A computer that serves a particular purpose and is accessed frequently by other computers, like a database server or a website server.
- Secure Hash Algorithm (SHA-1)
A method for cryptographic hashing (creating unique fingerprints and signatures for input data, such as files and text) developed in 1995. SHA-1 is vulnerable to partial-message collision attacks; Internet Explorer, Chrome and Firefox will not accept SHA-1-signed certificates starting in 2017.
- Spam Propagation
One of the company’s computers has been sending spam due to malware that are specifically designed to turn computers into spam factories.
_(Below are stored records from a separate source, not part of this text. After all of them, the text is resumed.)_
Issue #5246, opened 2023-01-05
Add `foreach-yield` support


magnus-madsen:
I would like to add support for `foreach-yield` following #5132.

What we need is to desugar:

```
  foreach (x <- c1; y <- c2, z <- c3) 
    yield (x, y, z)
```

Spam can be damaging to a company’s reputation and can waste company resources.
- Secure Socket Layer (SSL)
A widely used method of encrypting information and webpages sent from websites and servers to web browsers and client services. TLS is the successor to SSL.
- Simple Mail Transfer Protocol (SMTP)
The standard protocol for electronic mail (email) services on a TCP/IP network.
- Transmission Control Protocol (TCP)
One of the main protocols of the Internet Protocol Suite. Provides a reliable, ordered, and error-checked delivery of a stream of octets (bytes) between applications that are running on hosts communicating via an IP network.
- Transport-Layer Security (TLS)
A widely used method of encrypting information and webpages sent from websites and servers to web browsers and client services. TLS uses a combination of certificates and keys to encrypt information.
- TLS/SSL Certificate
Certificates serve as the basis for establishing cryptographic trust through TLS/SSL. Certificates are responsible for verifying the authenticity of company servers to associates, clients, and guests.
- Uncompromised System
- Events that occur from a network with non-malicious activity. The traffic between the IP space and Bitsight sinkhole is generally due to testing, sandbox, guest, etc. networks.
- Unsolicited Communications
Malware on a compromised computer is scanning for open network access points (ports) on other computers over the Internet. It may be any type of malware looking to infect additional devices.
- Virtual Private Network (VPN)
Lets users connect to networks from outside those networks and use resources (databases and servers) as if they were directly connected.
Describes a discovered flaw in a security tool, software, hardware, or encryption method that an attacker could use for malicious purposes such as significantly weaken encryption or protections to their advantage.